Razones, opiniones y credos

Tres cuartas partes de los votantes republicanos sigue creyendo que Joe Biden es un usurpador. Y se otorgan la razón porque se consideran la auténtica opinión pública. Ellos se lo guisan, ellos se lo comen

Donald Trump en un mitin en Ohio, en enero de 2020.
Donald Trump en un mitin en Ohio, en enero de 2020.Jacquelyn Martin (AP Photo)
Josep Cuní

Probablemente constituimos la primera generación desinformada por exceso. A diferencia de nuestros abuelos, por ejemplo, que lo eran por defecto, nos resulta imposible poder asimilar todo lo que nos llega aun sin buscarlo. Así, de recibir las noticias a través de los periódicos al día siguiente de los hechos, o puede que incluso más tarde, como sucedía en España hasta mediados del siglo pasado, hemos saltado a poder saber con detalle cualquier cosa de lo que acontece en el mismo momento que sucede en cualquier parte del mundo. Tanto es así que incluso nos llegan impactos emocionales que nada tienen que ver con la actualidad pero que nos condicionan. Ni siquiera con la información porque son opiniones, percepciones, rumores, exhibiciones o desvaríos de aquellos con quienes compartimos chats, seguimos en las redes o nos buscan para intentar seducirnos e influir en nuestra posición sobre aspectos que se presumen polémicos.

El caso relevante más reciente es el que tiene al ministro Alberto Garzón en el punto de mira por sus declaraciones sobre las granjas intensivas de ganado y la calidad de su carne. Es paradigmático porque las críticas llegaron una semana después de la publicación de la entrevista en The Guardian. Por tanto, de inmediatez, nada. Y este dato pone de relieve también la influencia del gran ciclo festivo en el periodismo profesional, que parecía estar digiriendo los turrones hasta que el sector aludido lanzó su réplica, a partir de una también interesada traducción y adaptación de lo expuesto. Y se armó el Belén. De poco le sirve ahora al titular de Consumo matizar, porque la riña divide al mismo Gobierno y el debate se ha escapado de cualquier mano que intentara controlarlo. O quizás tampoco, si tenemos en cuenta que siempre hay alguien que se beneficia del lodazal ajeno.

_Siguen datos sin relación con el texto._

PR #516, opened 2022-02-15
Tie-in of metric configuration with Rego evaluation

oxisto:
This PR ties in the metric configuration with the Repo evaluation. It introduces a new interfaces called `MetricConfigurationSource`, which is expected by the `RunEvidence` function. 

This interface can be used to retrieve a metric configuration for a particular metric (and target service). Currently, only the default cloud target service is used, as not every micro-service is aware of the target cloud service (yet). Currently, the assessment service implements this interfaces and fetches the metric configurations from the orchestrator (and caches them). 

In the future, we need a proper way to evict that cache based on an event (such as the configuration of a target cloud service changed).

### DIFF
--- a/service/assessment/assessment.go
+++ b/service/assessment/assessment.go
@@ -223,14 +223,12 @@ func (s *Service) handleEvidence(evidence *evidence.Evidence, resourceId string)
 	}
 
 	for i, data := range evaluations {
-		metricId := data["metricId"].(string)
+		metricId := data.MetricId
 
-		log.Infof("Evaluated evidence with metric '%v' as %v", metricId, data["compliant"])
+		log.Infof("Evaluated evidence with metric '%v' as %v", metricId, data.Compliant)
 
 		// Get output values of Rego evaluation. If they are not given, the zero value is used
-		operator, _ := data["operator"].(string)
-		targetValue := data["target_value"]
-		compliant, _ := data["compliant"].(bool)
+		targetValue := data.TargetValue
 
 		convertedTargetValue, err := convertTargetValue(targetValue)
 		if err != nil {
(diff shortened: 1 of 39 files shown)


service/assessment/assessment.go
```diff
@@ -361,27 +378,72 @@
...
+
+func (s *Service) MetricConfiguration(metric string) (config *assessment.MetricConfiguration, err error) {
+	var (
+		ok    bool
+		cache cachedConfiguration
+	)
+
+	// Lazy init of connection
+	if s.orchestratorStream == nil || s.orchestratorClient == nil {
+		err := s.initOrchestratorStream()
```
lebogg, line 419:
```suggestion
		err = s.initOrchestratorStream()
```

service/assessment/assessment.go
```diff
@@ -361,27 +378,72 @@
...
+		if err != nil {
+			return nil, fmt.Errorf("could not initialize connection to orchestrator: %v", err)
+		}
+	}
+
+	// Retrive our cached entry
```
lebogg, line 425:
```suggestion
	// Retrieve our cached entry
```

service/assessment/assessment.go
```diff
@@ -53,6 +56,16 @@
 	log = logrus.WithField("component", "assessment")
 }
 
+const (
+	// EvictionTime is the time after which an entry in the metric configuration is invalid
+	EvictionTime = time.Minute * 5
```
lebogg, line 61: As you mentioned in the PR Description, an event trigger (sth. like `onMetricConfigurationChanged()`)would be better but for now it should be ok, even if 5 minutes sounds too low for me since metric configurations shouldn't change that often. (Also the eviction time of 5 minutes is as long as the discovery interval^^)

service/assessment/assessment.go
```diff
@@ -76,6 +90,8 @@
 	// Currently, results are just stored as a map (=in-memory). In the future, we will use a DB.
 	results map[string]*assessment.AssessmentResult
 
+	cachedConfigurations map[string]cachedConfiguration
```
lebogg, line 93:
```suggestion
    // cachedConfigurations holds cached metric configurations for faster access with key being the corresponding
    // metric name
	cachedConfigurations map[string]cachedConfiguration
```

lebogg (commented):
Much cleaner representation for rego output with the `Result` struct. Some minor comments and typos.

Issue #535, opened 2022-02-22
HandleEvidence: Make logging message more human-readable


lebogg:
**Describe the bug**
Currently, the log message of [handleEvidence](https://github.com/clouditor/clouditor/blob/f3f4517ac3740742d643b7960e354ef71744d6c9/service/assessment/assessment.go#L225) is, e.g.:
`INFO[0010] Evaluating evidence 1 (1) collected by 1 at seconds:1645574399 nanos:999999999 `

**To Reproduce**
Run engine and assess an evidence.

**Expected behavior**
A human readable message, e.g.:
`INFO[0010] Evaluating evidence with ID: 1 (Resource ID: 1) collected by Tool 1 at 2022-02-22 23:59:59.999999999` or
`INFO[0010] Evaluating evidence (Evidence ID: 1 | Resource ID: 1 | Tool ID: 1 | Time: 2022-02-22 23:59:59.999999999)`

**Additional context**
Use `Timestamp.AsTime()` of the `timestamppb` package

anatheka:
Already fixed in the past.

PR #540, opened 2022-02-25
Improve logging message of `handleEvidence`

lebogg:
- #535 

Before:
`INFO[0010] Evaluating evidence a0527fed-4601-46ea-86e3-f7723fcd5f0d (/subscriptions/.../vmDisk) collected by Clouditor Evidences Collection at seconds:1645574399 nanos:999999999 `
Now:
`INFO[0011] Assessing evidence with ID: a0527fed-4601-46ea-86e3-f7723fcd5f0d | Resource ID: /subscriptions/.../vmDisk | Tool ID: Clouditor Evidences Collection | Time: 2022-02-25 15:04:07.270168626 +0000 UTC  component=assessment
`


oxisto:
Would it make sense to pipe this information into logrus as additional fields? similar to the way it is done for gRPC requests? This would then separate the logic from the display a little bit more.

lebogg:
> Would it make sense to pipe this information into logrus as additional fields? similar to the way it is done for gRPC requests? This would then separate the logic from the display a little bit more.

Oh yea, good idea. In particular with colors, I can imagine it will look much more appealing. I will test it out. Maybe we can even add a separate color for the last component field for separating it from the actual message.

Issue #551, opened 2022-03-02
Implement endpoints for updating and retrieving a certification status


oxisto:
- [ ] Design API endpoint
- [ ] Implement it

PR #560, opened 2022-03-07
API for creating, updating, getting, and deleting a certificate

immqu:
This PR adds an API for creating, updating, getting, and deleting certificates. The data model of certificates is based on ISO17021.


immqu:
fixes #551

api/orchestrator/orchestrator.proto
```diff
@@ -346,4 +376,42 @@ message Requirement {
...
+  string certificate_id = 1;
+	Certificate certificate = 2;
+}
+
+message CreateCertificateRequest { Certificate certificate = 1; }
+
+message RemoveCertificateRequest { string certificate_id = 1; }
+
+message Certificate {
+  string ID = 1;
```
oxisto, line 398: This should be `id` or is there then a problem with Gorm persistance?

immqu: I used ID because that is what gorm uses as the default primary key; I didn't try id though

oxisto: You will never get `ID` past mr. protobuf style guide @lebogg anyway :D

lebogg: Please don't do gitblame on that line :laughing:
`id` seems to work. I will push it.

api/orchestrator/orchestrator.proto
```diff
@@ -206,7 +206,7 @@ service Orchestrator {
 
   // Lists all a metric configurations (target value and operator) for a
   // specific service ID
-  rpc ListMetricConfigurations(ListMetricConfigurationRequest)
+  rpc ListMetrifcConfigurations(ListMetricConfigurationRequest)
```
oxisto, line 209: Typo ;)

persistence/gorm/gorm.go
```diff
@@ -67,17 +67,20 @@ func WithPostgres(host string, port int16) StorageOption {
...
+
 func init() {
 	log = logrus.WithField("component", "storage")
 }
 
 // NewStorage creates a new storage using GORM (which DB to use depends on the StorageOption)
 func NewStorage(opts ...StorageOption) (s persistence.Storage, err error) {
-	g := &storage{
-		config: gorm.Config{
-			Logger: logger.Default.LogMode(logger.Info),
```
oxisto: I would actually prefer logging mode silent, because otherwise gorm logs out all record not found messages, which is quite annoying; but having it configurable is also a good idea; maybe with a default of silent?

internal/testutil/orchestrator.go
```diff
@@ -0,0 +1,33 @@
+package testutil
+
+import (
+	"time"
+
+	"clouditor.io/clouditor/api/orchestrator"
+)
+
+// CreateCertificateMock creates a mock certificate creation request
+func CreateCertificateMock() *orchestrator.Certificate {
```
oxisto, line 10: Are multiple packages using this? otherwise I would move it to the corresponding _test file for now. Also a simple `var` would do. not sure why this should be a function

service/orchestrator/orchestrator.go
```diff
@@ -311,3 +312,100 @@ func (s *Service) informHook(result *assessment.AssessmentResult, err error) {
...
+	if req.CertificateId == "" {
+		return nil, status.Errorf(codes.NotFound, orchestrator.ErrCertIDIsMissing.Error())
+	}
+
+	response = new(orchestrator.Certificate)
+	err = s.storage.Get(response, "Id = ?", req.CertificateId)
+	if errors.Is(err, persistence.ErrRecordNotFound) {
+		return nil, status.Errorf(codes.NotFound, "certificate not found")
+	} else if err != nil {
+		return nil, status.Errorf(codes.Internal, "database error: %s", err)
```
oxisto, line 349: %v is our  practice here I think

service/orchestrator/orchestrator.go
```diff
@@ -311,3 +312,100 @@ func (s *Service) informHook(result *assessment.AssessmentResult, err error) {
...
+// ListCertificates implements method for getting a certificate, e.g. to show its state in the UI
+func (s *Service) ListCertificates(_ context.Context, req *orchestrator.ListCertificatesRequest) (response *orchestrator.ListCertificatesResponse, err error) {
+	if req == nil {
+		return nil, status.Errorf(codes.InvalidArgument, orchestrator.ErrRequestIsNil.Error())
+	}
+
+	response = new(orchestrator.ListCertificatesResponse)
+	err = s.storage.List(&response.Certificates)
+	if err != nil {
+		return nil, status.Errorf(codes.Internal, "database error: %s", err)
```
oxisto, line 363: %v is our  practice here I think

service/orchestrator/orchestrator.go
```diff
@@ -311,3 +312,100 @@ func (s *Service) informHook(result *assessment.AssessmentResult, err error) {
...
+		return nil, status.Errorf(codes.InvalidArgument, "certificate id is empty")
+	}
+
+	if req.Certificate == nil {
+		return nil, status.Errorf(codes.InvalidArgument, "certificate is empty")
+	}
+
+	count, err := s.storage.Count(req.Certificate, "Certificate_id = ?", req.CertificateId)
+	if err != nil {
+		return nil, status.Errorf(codes.Internal, "database error: %s", err)
```
oxisto, line 380: %v is our  practice here I think

service/orchestrator/orchestrator.go
```diff
@@ -311,3 +312,100 @@ func (s *Service) informHook(result *assessment.AssessmentResult, err error) {
...
+func (s *Service) RemoveCertificate(_ context.Context, req *orchestrator.RemoveCertificateRequest) (response *emptypb.Empty, err error) {
+	if req.CertificateId == "" {
+		return nil, status.Errorf(codes.InvalidArgument, "certificate id is empty")
+	}
+
+	err = s.storage.Delete(&orchestrator.Certificate{}, "Id = ?", req.CertificateId)
+	if errors.Is(err, persistence.ErrRecordNotFound) {
+		return nil, status.Errorf(codes.NotFound, "certificate not found")
+	} else if err != nil {
+		return nil, status.Errorf(codes.Internal, "database error: %s", err)
```
oxisto, line 407: %v is our  practice here I think

service/orchestrator/orchestrator.go
```diff
@@ -311,3 +312,100 @@ func (s *Service) informHook(result *assessment.AssessmentResult, err error) {
...
+}
+
+// RemoveCertificate implements method for removing a certificate
+func (s *Service) RemoveCertificate(_ context.Context, req *orchestrator.RemoveCertificateRequest) (response *emptypb.Empty, err error) {
+	if req.CertificateId == "" {
+		return nil, status.Errorf(codes.InvalidArgument, "certificate id is empty")
+	}
+
+	err = s.storage.Delete(&orchestrator.Certificate{}, "Id = ?", req.CertificateId)
+	if errors.Is(err, persistence.ErrRecordNotFound) {
```
oxisto, line 404: Just thinking out loud here, could we somehow wrap this into a `handleOrNotFound` function or something? we repeat this pattern quite often (not just here)

oxisto:
@immqu please have a look at the review comments

internal/testutil/orchestrator.go
lebogg: Yes, multiple packages are using it: Tests in orchestrator and gorm. But due to cyclic dependencies I created orchestrator directory/package within testutil.
The idea behind the function is to create multiple mock certificates with different properties when needed. When you have a variable, you would have to make a copy I guess each time?

service/orchestrator/orchestrator.go
lebogg: Good point to think about. Created issue #650

oxisto: Thanks, we can do in a seperate PR, resolving this.

api/orchestrator/orchestrator.proto
```diff
@@ -391,4 +429,52 @@ message Requirement {
...
+}
+
+message CreateCertificateRequest { Certificate certificate = 1; }
+
+message RemoveCertificateRequest { string certificate_id = 1; }
+
+// An ISO17021-based certificate
+message Certificate {
+  string id = 1;
+	string name = 2;
```
oxisto, line 459: Formatting

persistence/gorm/gorm_test.go
```diff
@@ -326,7 +358,7 @@ func Test_storage_Update(t *testing.T) {
 	assert.Equal(t, user.Password, gotUser.Password)
 	assert.Equal(t, user.Email, gotUser.Email)
 
-	// Testing cloud service (A table test now would be better, probably)
+	// Testing cloud service (A entryType test now would be better, probably)
```
oxisto, line 361: ?

persistence/gorm/gorm_test.go
```diff
@@ -1,14 +1,13 @@
...
 import (
-	"fmt"
-	"testing"
-
 	"clouditor.io/clouditor/api/auth"
 	"clouditor.io/clouditor/api/orchestrator"
+	"clouditor.io/clouditor/internal/testutil/orchestratortest"
 	"clouditor.io/clouditor/persistence"
-
+	"fmt"
```
oxisto, line 8: weird import order

service/orchestrator/orchestrator.go
```diff
@@ -257,3 +258,101 @@ func (s *Service) informHook(result *assessment.AssessmentResult, err error) {
...
+
+// CreateCertificate implements method for creating a new certificate
+func (s *Service) CreateCertificate(_ context.Context, req *orchestrator.CreateCertificateRequest) (response *emptypb.Empty, err error) {
+	if req == nil {
+		return nil, status.Errorf(codes.InvalidArgument, orchestrator.ErrRequestIsNil.Error())
+	}
+	if req.Certificate == nil {
+		return nil, status.Errorf(codes.InvalidArgument, orchestrator.ErrCertificateIsNil.Error())
+	}
+	fmt.Println("got request: ", req)
```
oxisto, line 270: Remove `fmt.Println`

service/orchestrator/orchestrator_test.go
```diff
@@ -26,29 +26,31 @@
...
-	"sync"
-	"testing"
-
 	"clouditor.io/clouditor/api/assessment"
 	"clouditor.io/clouditor/api/orchestrator"
 	"clouditor.io/clouditor/internal/testutil/clitest"
+	"clouditor.io/clouditor/internal/testutil/orchestratortest"
 	"clouditor.io/clouditor/persistence/inmemory"
-
+	"context"
```
oxisto, line 34: import order formatting

oxisto (commented):
Some minor formatting issues

lebogg:
@oxisto Dou you have any idea for solving the following GORM problem:
A certificate has a list of states. Both are migrated into GORM and accordingly associated. But we want that GORM to automatically fill the IDs of states (when Updating a certificate). If we let the id field empty, there will be one state only since it is overwritten every time. We also tried to exclude the id field hoping that GORM will solve it. But same problem.
There could be an option via gorm annotations of the state struct for default values. I didn't get it work but anyway, we cannot touch it since it is a generated file. There is a 3rd party package "protoc-gen-gorm" which I would like to avoid.

The only way that comes to my mind is, that we have to implement the lifecycle manager to always increment the state id if a new state for a certificate is created. It would be better though, if we just put the state w/o id and GORM does the rest.

persistence/gorm/gorm.go
```diff
@@ -66,20 +68,28 @@ func WithPostgres(host string, port int16, user string, pw string, db string) St
...
+	// Create storage with default gorm config
 	g := &storage{
 		config: gorm.Config{
 			Logger: logger.Default.LogMode(logger.Silent),
 		},
 	}
 
-	// Init storage
-	log.Println("Creating storage")
+	// Add or override default options
```
lebogg, line 92:
```suggestion
	// Add options and/or override default ones
```

service/orchestrator/orchestrator.go
```diff
@@ -257,3 +258,100 @@ func (s *Service) informHook(result *assessment.AssessmentResult, err error) {
...
+		return nil, status.Errorf(codes.InvalidArgument, orchestrator.ErrCertificateIsNil.Error())
+	}
+
+	// Persist the certificate in our database
+	err = s.storage.Create(req.Certificate)
+	if err != nil {
+		return nil, status.Errorf(codes.Internal, "could not add certificate to the database: %v", err)
+	}
+
+	return &emptypb.Empty{}, nil
```
lebogg, line 277: He we should return newly created certificate. See also comment in .proto

lebogg (changes requested):
Good stuff. Some minor issues have to be addressed.

api/orchestrator/orchestrator.proto
```diff
@@ -391,4 +429,52 @@ message Requirement {
...
+
+message CreateCertificateRequest { Certificate certificate = 1; }
+
+message RemoveCertificateRequest { string certificate_id = 1; }
+
+// An ISO17021-based certificate
+message Certificate {
+  string id = 1;
+  string name = 2;
+  string service_id = 3;
```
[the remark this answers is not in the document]
oxisto: Actually, it does.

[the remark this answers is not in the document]
lebogg: I'm not sure. Either
- The message `CloudService` should contain at least a `Certificate certificate` for a "Has One" relation or 
- `Certificate` should contain a `CloudService cloudService` for a "Belongs To"?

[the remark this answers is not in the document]
oxisto: I suggest that we will worry about the associations later in a combined issue, since the same applies to metrics as well.

oxisto (approved):

PR #565, opened 2022-03-10
Changed auth URLs back to `/v1/auth`

oxisto:


api/authorizer_test.go
```diff
@@ -118,7 +110,7 @@ func TestNewOAuthAuthorizerFromClientCredentials(t *testing.T) {
 	var config = clientcredentials.Config{
 		ClientID:     "client",
 		ClientSecret: "secret",
-		TokenURL:     "/token",
+		TokenURL:     "/v1/auth/token",
```
lebogg, line 113: You could use here the constants for client id and secret from the testutil package as well. Anyway, the values of the strings doesn't matter for the test to succeed.

lebogg (approved):

PR #820, opened 2022-10-18
Improved AWS and Azure discoverer

oxisto:
This PR improves the discoverers, mainly for AWS and Azure. It introduces discovery of AWS network interfaces and volumes.


oxisto:
Blocked by #821

anatheka:
@oxisto I have fixed the tests and changed the generation for the storage blob and files client. If this fits, I can do the same for the others in Azure.

anatheka:
I have added the missing labels to K8S, except the label for the volume assigned to a pod. The volume label we only get directly from the related storage. The question is, if that is than the right label or if we should use the pod label instead.

oxisto:
> @oxisto I have fixed the tests and changed the generation for the storage blob and files client. If this fits, I can do the same for the others in Azure.

Ah good! The tests still seem to fail because I moved some of the parts related to Azure Disks from storage to compute and now the tests cannot find the necessary mocks.

anatheka:
> @oxisto I have fixed the tests and changed the generation for the storage blob and files client. If this fits, I can do the same for the others in Azure.

Should I refactor the Azure client generation for compute and network as well?

service/discovery/aws/compute.go
```diff
@@ -253,11 +364,45 @@ func (*computeDiscovery) getNameOfVM(vm *typesEC2.Instance) string {
...
+		if aws.ToString(tag.Key) == "Name" {
+			return aws.ToString(tag.Value)
+		}
+	}
+
+	// If no tag with 'name' was found, return instanceId instead
+	return aws.ToString(vm.VolumeId)
+}
+
+// getNameOfVolume returns the name if exists (i.e. a tag with key 'name' exists), otherwise instance ID is used
```
oxisto, line 379: wrong documentation text

service/discovery/aws/compute.go
```diff
@@ -253,11 +364,45 @@ func (*computeDiscovery) getNameOfVM(vm *typesEC2.Instance) string {
 	return aws.ToString(vm.InstanceId)
 }
 
-// addARNToVM generates the ARN of a VM instance
-func (d computeDiscovery) addARNToVM(vm *typesEC2.Instance) voc.ResourceID {
+// getNameOfVolume returns the name if exists (i.e. a tag with key 'name' exists), otherwise instance ID is used
+func (*computeDiscovery) getNameOfVolume(vm *typesEC2.Volume) string {
```
oxisto, line 368: this is probably absolute now that we have `nameOrId`

service/discovery/azure/azure.go
```diff
@@ -82,6 +85,12 @@ type azureDiscovery struct {
 	cred                azcore.TokenCredential
 	clientOptions       arm.ClientOptions
 	discovererComponent string
+	client              client
+}
+
+type client struct {
```
oxisto, line 91: I would suggest `clients`

service/discovery/azure/azure.go
```diff
@@ -82,6 +85,12 @@ type azureDiscovery struct {
 	cred                azcore.TokenCredential
 	clientOptions       arm.ClientOptions
 	discovererComponent string
+	client              client
```
oxisto, line 88: `clients`

service/discovery/azure/storage.go
```diff
@@ -523,3 +378,35 @@ func accountName(id string) string {
 	splitName := strings.Split(id, "/")
 	return splitName[8]
 }
+
+// initializeBlobContainerClient creates the client if not already exists
+func (d *azureStorageDiscovery) initializeBlobContainerClient() (err error) {
```
oxisto, line 383: I think we just used `initXXX` somewhere else

service/discovery/azure/storage.go
```diff
@@ -523,3 +378,35 @@ func accountName(id string) string {
...
+		err = fmt.Errorf("could not get new blob containers client: %w", err)
+		log.Debug(err)
+		return err
+	}
+
+	return
+}
+
+// initializeFileStorageClient creates the client if not already exists
+func (d *azureStorageDiscovery) initializeFileStorageClient() (err error) {
```
oxisto, line 399: same as above

service/discovery/discovery.go
```diff
@@ -69,6 +69,16 @@ type grpcTarget struct {
 	opts   []grpc.DialOption
 }
 
+const DiscoveryEventTypeDiscovererStart = 0
+const DiscoveryEventTypeDiscovererFinished = 1
+
+type DiscoveryEvent struct {
```
oxisto, line 75: missing documentation

oxisto (commented):
Some review comments, some of which I should probably address myself :)

service/discovery/azure/storage.go
anatheka: You mean the naming or do you wanted to use the other generic function? 

Is it possible to change these methods to generic methods?

oxisto: I was referring to the naming. Would be interesting if these could be generic functions.

anatheka (approved):
:+1:

PR #822, opened 2022-10-18
Ensuring the existance of the `.clouditor` directory when starting the engine

### LINKED ISSUE #786: Creating API Key fails since ".clouditor" directory doesn't exist
**Describe the bug**
```
INFO[0000] API key does not exist at the default location yet. We will create a new one  component=auth
ERRO[0000] Error while saving the new API key: error while opening the file: open /home/lebogg/.clouditor/api.key: no such file or directory  component=auth
```

**To Reproduce**
Start engine with non-existing folder ".clouditor" in home

**Expected behavior**
Clouditor creates folder in home when it not exist or in  "/root" in the case of root (e.g. using Docker)

oxisto:
Fixes #786 by checking for the existance of the directory and creating it, if necessary.

### DIFF
--- a/internal/auth/key_loader.go
+++ b/internal/auth/key_loader.go
@@ -31,7 +31,6 @@ import (
 	"crypto/rand"
 	"errors"
 	"fmt"
-	"io/ioutil"
 	"os"
 	"os/user"
 	"path/filepath"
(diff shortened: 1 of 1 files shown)


anatheka (approved):
Great!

“Cuando cambian los hechos, yo cambio de opinión. ¿Usted no?”, preguntaba Keynes, con gran lógica

La mirada política sobre este hecho, como sobre cualquier otro, tampoco es neutra. Nunca lo fue ni por razones ideológicas ni por intereses electorales. Pero desde hace tiempo hay que añadir el deseo de controlar y conducir con mayor precisión a la llamada opinión pública para hacerle entender que poco tiene que ver con la publicada a través de los medios de comunicación convencionales, tradicionales, históricos o añejos. Porque todo parece anticuado ante las nuevas tendencias que se arrogan la categoría de no necesitar el periodismo para construir sus referentes, asumirlos y defenderlos más como acto de fe inalterable que como posición susceptible de ser cambiada según el desarrollo de los acontecimientos. La frase de Keynes, tan repetida últimamente a modo de justificación por falta de coherencia, es ya un eslogan que tiene en una gran personalidad de la historia la gran coartada pero también la gran lógica: “Cuando cambian los hechos, yo cambio de opinión. ¿Usted no?”.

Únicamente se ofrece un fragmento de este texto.